PR #175, opened 2018-12-18
Added public initializer to BSONNull

### LINKED ISSUE #174: BSONNull init should be public
https://github.com/mongodb/mongo-swift-driver/pull/171 deprecates the use of `NSNull` in favour of `BSONNull`

Unfortunately, it's not possible to instantiate `BSONNull` outside the `MongoSwift` module because the automatically synthesised initialiser is `internal`.

Adding a simple `public init() { }` would solve this issue.

valeriomazzeo:
Fixes #174.

#171 deprecates the use of NSNull in favour of BSONNull

Unfortunately, it's not possible to instantiate BSONNull outside the MongoSwift module because the automatically synthesised initialiser is internal.

Adding a simple public init() { } would solve this issue.

### DIFF
--- a/Sources/MongoSwift/BSON/BSONValue.swift
+++ b/Sources/MongoSwift/BSON/BSONValue.swift
@@ -125,6 +125,7 @@ public struct BSONNull: BSONValue, Codable {
 
     public static func from(iterator iter: DocumentIterator) throws -> BSONNull { return BSONNull() }
 
+    /// Initializes a new, empty `BSONNull` instance.
     public init() { }
 
     public func encode(to storage: DocumentStorage, forKey key: String) throws {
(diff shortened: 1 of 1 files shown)


patrickfreed:
Thanks for finding this and submitting this patch!

I know this is trivial, but it could use a line of documentation (as all our public declarations should). Other than that, it looks fine with me

valeriomazzeo:
Ok, but I am not sure what you'd like me to add?

patrickfreed:
I guess something simple like "Initializes a new, empty \`BSONNull\` instance." is sufficient.

valeriomazzeo:
done 👍

Sources/MongoSwift/BSON/BSONValue.swift
```diff
@@ -125,6 +125,9 @@ public struct BSONNull: BSONValue, Codable {
 
     public static func from(iterator iter: DocumentIterator) throws -> BSONNull { return BSONNull() }
 
+    /// Initializes a new, empty `BSONNull` instance.
```
```suggestion
    /// Initializes a new `BSONNull` instance.
```
nit: I feel like "empty" implies there could be data stored in it, which is never the case.

PR #176, opened 2018-12-19
SWIFT-281 Allow .uuidDecodingStrategy and .dateDecodingStrategy to be set for BSONDecoder

patrickfreed:
[SWIFT-281](https://jira.mongodb.org/browse/SWIFT-281)

This PR adds two options for specifying a `DateDecodingStrategy` and a `UUIDDecodingStrategy` on a given `BSONDecoder`. 

For `Date`, I mimicked the functionality of `JSONDecoder`'s [strategies](https://developer.apple.com/documentation/foundation/jsondecoder/datedecodingstrategy). I also added a `.bsonDateTime` strategy for when the date is encoded as a BSON datetime. 
The default strategy is `.bsonDateTime`.

For `UUID`, I added the following strategies:

- `.defferredToUUID`: uses `UUID`'s implementation of `init(from: decoder)`
- `.binary`: decodes from a BSON binary type

The default is `.binary` as per the encoding in #162 .

The ticket mentions changing the decoder from `public` to `open`, but I didn't see why that is necessary. Openness really just means the class can subclassed / its properties and functions can be overridden outside of the MongoSwift module. Does the introduction of these strategies necessitate that?

### DIFF
--- a/Sources/MongoSwift/BSON/AnyBSONValue.swift
+++ b/Sources/MongoSwift/BSON/AnyBSONValue.swift
@@ -58,11 +58,8 @@ public struct AnyBSONValue: Codable, Equatable {
     public init(from decoder: Decoder) throws {
         // short-circuit in the `BSONDecoder` case
         if let bsonDecoder = decoder as? _BSONDecoder {
-            if bsonDecoder.storage.topContainer as? Date != nil {
-                switch bsonDecoder.options.dateDecodingStrategy {
-                case BSONDecoder.DateDecodingStrategy.bsonDateTime:
-                    break
-                default:
+            if bsonDecoder.storage.topContainer is Date {
+                guard case .bsonDateTime = bsonDecoder.options.dateDecodingStrategy else {
                     throw MongoError.bsonDecodeError(message: "Got a BSON datetime but was expecting another format. " +
                             "To decode from BSON datetimes, use the default .bsonDateTime DateDecodingStrategy.")
                 }
--- a/Sources/MongoSwift/BSON/AnyBSONValue.swift
+++ b/Sources/MongoSwift/BSON/AnyBSONValue.swift
@@ -58,6 +58,15 @@ public struct AnyBSONValue: Codable, Equatable {
     public init(from decoder: Decoder) throws {
         // short-circuit in the `BSONDecoder` case
         if let bsonDecoder = decoder as? _BSONDecoder {
+            if bsonDecoder.storage.topContainer as? Date != nil {
+                switch bsonDecoder.options.dateDecodingStrategy {
+                case BSONDecoder.DateDecodingStrategy.bsonDateTime:
+                    break
+                default:
+                    throw MongoError.bsonDecodeError(message: "Got a BSON datetime but was expecting another format. " +
+                            "To decode from BSON datetimes, use the default .bsonDateTime DateDecodingStrategy.")
+                }
+            }
             self.value = bsonDecoder.storage.topContainer
             return
         }
--- a/Sources/MongoSwift/BSON/BSONDecoder.swift
+++ b/Sources/MongoSwift/BSON/BSONDecoder.swift
@@ -329,8 +329,10 @@ extension _BSONDecoder {
     fileprivate func unbox<T: Decodable>(_ value: BSONValue, as type: T.Type) throws -> T {
         // swiftlint:disable force_cast
         if type == Date.self {
+            // We know T is a Date and unboxDate returns a Date or throws, so this cast will always work
             return try unboxDate(value) as! T
         } else if type == UUID.self {
+            // We know T is a Date and unboxUUID returns a UUID or throws, so this cast will always work
             return try unboxUUID(value) as! T
         }
         // swiftlint:enable force_cast
--- a/Sources/MongoSwift/BSON/BSONDecoder.swift
+++ b/Sources/MongoSwift/BSON/BSONDecoder.swift
@@ -15,22 +15,16 @@ public class BSONDecoder {
         /// Decode `Date`s stored as BSON datetimes.
         case bsonDateTime
 
-        /// Decode `Date`s stored as 64 bit integers counting the number of milliseconds since January 1, 1970.
-        case millisecondsSince1970Int64
-
-        /// Decode `Date`s stored as 64 bit integers counting the number of seconds since January 1, 1970.
-        case secondsSince1970Int64
-
-        /// Decode `Date`s stored as `Double`s counting the number of seconds since January 1, 1970.
+        /// Decode `Date`s stored as numbers of seconds since January 1, 1970.
         case millisecondsSince1970
 
-        /// Decode `Date`s stored as BSON doubles counting the number of milliseconds since January 1, 1970.
+        /// Decode `Date`s stored as numbers of milliseconds since January 1, 1970.
         case secondsSince1970
 
         /// Decode `Date`s by deferring to their default decoding implementation.
         case deferredToDate
 
-        /// Decode `Date`s represented by ISO8601 formatted strings.
+        /// Decode `Date`s stored as ISO8601 formatted strings.
         @available(macOS 10.12, iOS 10.0, watchOS 3.0, tvOS 10.0, *)
         case iso8601
 
@@ -46,20 +40,20 @@ public class BSONDecoder {
         /// Decode `UUID`s by deferring to their default decoding implementation.
         case deferredToUUID
 
-        /// Decode `UUID`s from strings.
+        /// Decode `UUID`s stored as strings.
         case fromString
 
-        /// Decode `UUID`s from the BSON `Binary` type.
+        /// Decode `UUID`s stored as the BSON `Binary` type.
         case fromBinary
     }
 
     /// Contextual user-provided information for use during decoding.
     public var userInfo: [CodingUserInfoKey: Any] = [:]
 
-    /// The strategy used for decoding dates with this instance.
+    /// The strategy used for decoding `Date`s with this instance.
     public var dateDecodingStrategy: DateDecodingStrategy = .bsonDateTime
 
-    /// The strategy used for decoding UUIDs with this instance.
+    /// The strategy used for decoding `UUID`s with this instance.
     public var uuidDecodingStrategy: UUIDDecodingStrategy = .fromBinary
 
     /// Options set on the top-level decoder to pass down the decoding hierarchy.
@@ -272,17 +266,11 @@ extension _BSONDecoder {
             defer { self.storage.popContainer() }
             return try Date(from: self)
         case .millisecondsSince1970:
-            let val = try self.unbox(value, as: TimeInterval.self)
-            return Date(timeIntervalSince1970: val / 1000.0)
+            let ms = try unboxNumber(value, as: Int64.self)
+            return Date(msSinceEpoch: ms)
         case .secondsSince1970:
-            let val = try self.unbox(value, as: TimeInterval.self)
-            return Date(timeIntervalSince1970: val)
-        case .millisecondsSince1970Int64:
-            let val = try self.unbox(value, as: Int64.self)
-            return Date(msSinceEpoch: val)
-        case .secondsSince1970Int64:
-            let val = try self.unbox(value, as: Int64.self)
-            return Date(timeIntervalSince1970: TimeInterval(val))
+            let seconds = try unboxNumber(value, as: Double.self)
+            return Date(timeIntervalSince1970: seconds)
         case .iso8601:
             guard #available(macOS 10.12, iOS 10.0, watchOS 3.0, tvOS 10.0, *) else {
                 throw MongoError.bsonDecodeError(message: "ISO8601DateFormatter is unavailable on this platform.")
--- a/Sources/MongoSwift/BSON/BSONDecoder.swift
+++ b/Sources/MongoSwift/BSON/BSONDecoder.swift
@@ -14,7 +14,7 @@ public class BSONDecoder {
     ///
     /// As per the BSON specification, the default strategy is to decode `Date`s from BSON datetime objects.
     ///
-    /// See bsonspec.org for more information.
+    /// - SeeAlso: bsonspec.org
     public enum DateDecodingStrategy {
         /// Decode `Date`s stored as BSON datetimes.
         case bsonDateTime
@@ -44,7 +44,7 @@ public class BSONDecoder {
     /// As per the BSON specification, the default strategy is to decode `UUID`s from BSON binary types with the UUID
     /// subtype.
     ///
-    /// See bsonspec.org for more information.
+    /// - SeeAlso: bsonspec.org
     public enum UUIDDecodingStrategy {
         /// Decode `UUID`s by deferring to their default decoding implementation.
         case deferredToUUID
--- a/Sources/MongoSwift/BSON/BSONDecoder.swift
+++ b/Sources/MongoSwift/BSON/BSONDecoder.swift
@@ -284,15 +284,20 @@ extension _BSONDecoder {
             let val = try self.unbox(value, as: Int64.self)
             return Date(timeIntervalSince1970: TimeInterval(val))
         case .iso8601:
-            if #available(macOS 10.12, iOS 10.0, watchOS 3.0, tvOS 10.0, *) {
-                let isoString = try self.unbox(value, as: String.self)
-                guard let date = BSONDecoder.iso8601Formatter.date(from: isoString) else {
-                    throw MongoError.bsonDecodeError(message: "Improperly formatted ISO 8601 Date string")
-                }
-                return date
-            } else {
+            guard #available(macOS 10.12, iOS 10.0, watchOS 3.0, tvOS 10.0, *) else {
                 throw MongoError.bsonDecodeError(message: "ISO8601DateFormatter is unavailable on this platform.")
             }
+            let isoString = try self.unbox(value, as: String.self)
+            guard let date = BSONDecoder.iso8601Formatter.date(from: isoString) else {
+                throw DecodingError.dataCorrupted(
+                        DecodingError.Context(
+                                codingPath: self.codingPath,
+                                debugDescription: "String \"\(isoString)\" is not a properly formatted " +
+                                        "ISO 8601 Date string"
+                        )
+                )
+            }
+            return date
         case .custom(let f):
             self.storage.push(container: value)
             defer { self.storage.popContainer() }
@@ -300,7 +305,13 @@ extension _BSONDecoder {
         case .formatted(let formatter):
             let dateString = try self.unbox(value, as: String.self)
             guard let date = formatter.date(from: dateString) else {
-                throw MongoError.bsonDecodeError(message: "Date string does not match format expected by formatter.")
+                throw DecodingError.dataCorrupted(
+                        DecodingError.Context(
+                                codingPath: self.codingPath,
+                                debugDescription: "String \"\(dateString)\" does not match the format " +
+                                        "expected by formatter."
+                        )
+                )
             }
             return date
         }
@@ -317,7 +328,11 @@ extension _BSONDecoder {
         case .fromString:
             let uuidString = try self.unbox(value, as: String.self)
              guard let uuid = UUID(uuidString: uuidString) else {
-                throw MongoError.bsonDecodeError(message: "Could not decode UUID from \(uuidString)")
+                 throw DecodingError.dataCorrupted(
+                         DecodingError.Context(
+                                 codingPath: self.codingPath,
+                                 debugDescription: "Could not decode UUID from string \"\(uuidString)\"")
+                 )
             }
             return uuid
         case .fromBinary:
--- a/Sources/MongoSwift/BSON/BSONDecoder.swift
+++ b/Sources/MongoSwift/BSON/BSONDecoder.swift
@@ -11,6 +11,10 @@ public class BSONDecoder {
     }()
 
     /// Enum representing the different options for decoding `Date`s from BSON.
+    ///
+    /// As per the BSON specification, the default strategy is to decode `Date`s from BSON datetime objects.
+    ///
+    /// See bsonspec.org for more information.
     public enum DateDecodingStrategy {
         /// Decode `Date`s stored as BSON datetimes.
         case bsonDateTime
@@ -36,6 +40,11 @@ public class BSONDecoder {
     }
 
     /// Enum representing the different options for decoding `UUID`s from BSON.
+    ///
+    /// As per the BSON specification, the default strategy is to decode `UUID`s from BSON binary types with the UUID
+    /// subtype.
+    ///
+    /// See bsonspec.org for more information.
     public enum UUIDDecodingStrategy {
         /// Decode `UUID`s by deferring to their default decoding implementation.
         case deferredToUUID
--- a/Sources/MongoSwift/BSON/BSONDecoder.swift
+++ b/Sources/MongoSwift/BSON/BSONDecoder.swift
@@ -41,7 +41,7 @@ public class BSONDecoder {
         case deferredToUUID
 
         /// Decode `UUID`s stored as the BSON `Binary` type.
-        case fromBinary
+        case binary
     }
 
     /// Contextual user-provided information for use during decoding.
@@ -51,7 +51,7 @@ public class BSONDecoder {
     public var dateDecodingStrategy: DateDecodingStrategy = .bsonDateTime
 
     /// The strategy used for decoding `UUID`s with this instance.
-    public var uuidDecodingStrategy: UUIDDecodingStrategy = .fromBinary
+    public var uuidDecodingStrategy: UUIDDecodingStrategy = .binary
 
     /// Options set on the top-level decoder to pass down the decoding hierarchy.
     fileprivate struct _Options {
@@ -310,7 +310,7 @@ extension _BSONDecoder {
             self.storage.push(container: value)
             defer { self.storage.popContainer() }
             return try UUID(from: self)
-        case .fromBinary:
+        case .binary:
             let binary = try self.unbox(value, as: Binary.self)
             return try UUID(fromBinary: binary)
         }
--- a/Sources/MongoSwift/BSON/BSONDecoder.swift
+++ b/Sources/MongoSwift/BSON/BSONDecoder.swift
@@ -3,7 +3,7 @@ import Foundation
 /// `BSONDecoder` facilitates the decoding of BSON into semantic `Decodable` types.
 public class BSONDecoder {
 
-    @available(OSX 10.12, *)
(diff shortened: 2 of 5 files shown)


Tests/MongoSwiftTests/DocumentTests.swift
```diff
@@ -680,4 +682,114 @@ final class DocumentTests: MongoSwiftTestCase {
...
+
+        // randomly generated uuid
+        guard let uuid = UUID(uuidString: "2c380a6c-7bc5-48cb-84a2-b26777a72276") else {
+            throw MongoError.bsonDecodeError(message: "Cant create URI")
+        }
+
+        let decoder = BSONDecoder()
+
+        // UUID default decoder expects a string
+        decoder.uuidDecodingStrategy = .deferredToUUID
```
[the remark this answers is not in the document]
patrickfreed: It works fine with and without `@testable`. `open` really only matters when it comes to inheritance and overriding, not simply assigning (from what I understand).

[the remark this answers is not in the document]
kmahar: huh, interesting, I wonder why they bothered to make `JSONDecoder` open then....

Sources/MongoSwift/BSON/BSONDecoder.swift
```diff
@@ -3,17 +3,74 @@ import Foundation
...
+
+    /// Enum representing the different options for decoding `Date`s from BSON
+    public enum DateDecodingStrategy {
+        /// Decoding `Date`s stored as 64 bit integers counting the number of milliseconds since January 1, 1970
+        case millisecondsSince1970Int64
+
+        /// Decoding `Date`s stored as 64 bit integers counting the number of seconds since January 1, 1970
+        case secondsSince1970Int64
+
+        /// Decoding `Date`s stored as `Double`s counting the number of seconds since January 1, 1970
```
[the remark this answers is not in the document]
patrickfreed: Done

Sources/MongoSwift/BSON/BSONDecoder.swift
```diff
@@ -3,17 +3,74 @@ import Foundation
...
 public class BSONDecoder {
 
+    @available(OSX 10.12, *)
+    internal static var iso8601Formatter: ISO8601DateFormatter = {
+        let formatter = ISO8601DateFormatter()
+        formatter.formatOptions = .withInternetDateTime
+        return formatter
+    }()
+
+    /// Enum representing the different options for decoding `Date`s from BSON
```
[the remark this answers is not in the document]
patrickfreed: 1. Done. We actually had a rule on the C++ driver that enforced _no periods_ at the end of comments for whatever reason. 
2. Done

Sources/MongoSwift/BSON/BSONDecoder.swift
```diff
@@ -3,17 +3,74 @@ import Foundation
...
+        case millisecondsSince1970
+
+        /// Decoding `Date`s stored as `Double`s counting the number of milliseconds since January 1, 1970
+        case secondsSince1970
+
+        /// Decoding `Date`s by deferring to their default decoding implementation
+        case deferredToDate
+
+        /// Decoding `Date`s represented by ISO8601 formatted strings
+        @available(OSX 10.12, *)
```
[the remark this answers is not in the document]
patrickfreed: The `*` means "potential future platforms".

For this specific case, `JSONEncoder` uses `available(macOS 10.12, iOS 10.0, watchOS 3.0, tvOS 10.0, *)`, which covers everything.

When I looked up the source of `ISO8601DateFormatter` though, its own attribute was `@available(OSX 10.12, *)`, which is what I went with. Now that I'm looking again, I can't find that anywhere... 

At any rate, I'll stick with what `JSONDecoder` does, as it matches what the [docs](https://developer.apple.com/documentation/foundation/iso8601dateformatter) say as well.

As far as Linux support goes, I'm not really sure. The availability of this formatter seems dependent upon platform instead of Swift version, which is pretty odd. Linux users could always use `.formatted` with their own formatter to achieve the same results.

Sources/MongoSwift/BSON/BSONDecoder.swift
```diff
@@ -198,18 +255,81 @@ extension _BSONDecoder {
...
+            defer { self.storage.popContainer() }
+            return try UUID(from: self)
+        case .fromString:
+            let uuidString = try self.unbox(value, as: String.self)
+             guard let uuid = UUID(uuidString: uuidString) else {
+                throw MongoError.bsonDecodeError(message: "Could not decode UUID from \(uuidString)")
+            }
+            return uuid
+        case .fromBinary:
+            let val: Binary = try self.unbox(value, as: Binary.self)
```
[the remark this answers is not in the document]
patrickfreed: Fixed.

Sources/MongoSwift/BSON/BSONDecoder.swift
```diff
@@ -3,17 +3,74 @@ import Foundation
...
+        case fromString
+
+        /// Decoding `UUID`s from the BSON `Binary` type
+        case fromBinary
+    }
+
     /// Contextual user-provided information for use during decoding.
     public var userInfo: [CodingUserInfoKey: Any] = [:]
 
+    /// The strategy used for decoding dates with this instance.
```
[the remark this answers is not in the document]
patrickfreed: Done

Sources/MongoSwift/BSON/BSONDecoder.swift
```diff
@@ -3,17 +3,74 @@ import Foundation
...
+    public var dateDecodingStrategy: DateDecodingStrategy = .millisecondsSince1970Int64
+
+    /// The strategy used for decoding UUIDs with this instance
```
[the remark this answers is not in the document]
patrickfreed: Done

Sources/MongoSwift/BSON/BSONDecoder.swift
```diff
@@ -3,17 +3,74 @@ import Foundation
...
+        /// Decoding `Date`s using the provided closure
+        case custom((_ decoder: Decoder) throws -> Date)
+    }
+
+    /// Enum representing the different options for decoding `UUID`s from BSON
+    public enum UUIDDecodingStrategy {
+        /// Decoding `UUID`s by deferring to their default decoding implementation
+        case deferredToUUID
+
+        /// Decoding `UUID`s from strings
```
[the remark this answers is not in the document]
patrickfreed: Done

Sources/MongoSwift/BSON/BSONDecoder.swift
```diff
@@ -3,17 +3,74 @@ import Foundation
...
+    internal static var iso8601Formatter: ISO8601DateFormatter = {
+        let formatter = ISO8601DateFormatter()
+        formatter.formatOptions = .withInternetDateTime
+        return formatter
+    }()
+
+    /// Enum representing the different options for decoding `Date`s from BSON
+    public enum DateDecodingStrategy {
+        /// Decoding `Date`s stored as 64 bit integers counting the number of milliseconds since January 1, 1970
+        case millisecondsSince1970Int64
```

§ §

• Problem description
Check every line in the material above for the string "watchOS", then give only the number of lines that have it.

• Response to this exercise
5